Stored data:
=-=-=

PR #4987, opened 2026-06-13
feat(validator): enable component-model memory64 spec tests

parthdagia05:
The validator tracked core export kinds but not types, so it ignored core memory index types (i32 vs i64). Check that each provided memory matches its import on instantiation, reject a non-32-bit canonical memory option, and carry memory types through core:instance exports and alias core export to support both. Flip memory64 to validate=true.

This enables the memory64 folder of the component-model spec tests (targeting dev/component).

These cases check that the validator respects core memory index types (i32 vs i64), which it currently ignores it tracks core export kinds but not their types, so:

  - instantiating a module that imports an i32 memory with a provider exporting an i64 memory (or vice versa) was wrongly accepted, and
  - a canon lift/lower could point its `memory` option at a 64-bit memory.

To fix it I carry a bit of the type info that GAP-CI-1 leaves out today:
  - core:instance exports now record the MemoryType for memory exports (not just the kind),
  - `alias core export` of a memory carries that type into the core-memory sort space,
  - core-module instantiation subtype-checks each provided memory against the import, and
  - validateCanonOptions rejects a non-32-bit canonical memory.

Scoped to memories (what memory64 exercises); the same plumbing is the natural place to extend to full func/table/global instance subtyping later.

Testing:
  - the memory64 spec test passes
  - the full spec test suite still passes (525 tests), no regression
  - clang-format (20) clean

### DIFF
--- a/include/common/enum.inc
+++ b/include/common/enum.inc
@@ -1130,6 +1130,12 @@ E(ComponentImportNameConflict, 0x02B8,
   "import name conflicts with previous name")
 // Component alias references an export the instance does not provide
 E(ComponentUnknownExport, 0x02B9, "unknown export")
+// Core instance arg memory index type does not match the import (i32 vs i64)
+E(ComponentMemoryIndexTypeMismatch, 0x02BA,
+  "mismatch in index type used for memories")
+// Canonical option `memory` must reference a 32-bit linear memory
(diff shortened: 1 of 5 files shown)


dannypsnl (approved):

q82419:
cc @LFsWang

=-=-=

Exercise description:
Work out how many lines above have the string "does" in them, and give only the number.

Reply to the exercise:
2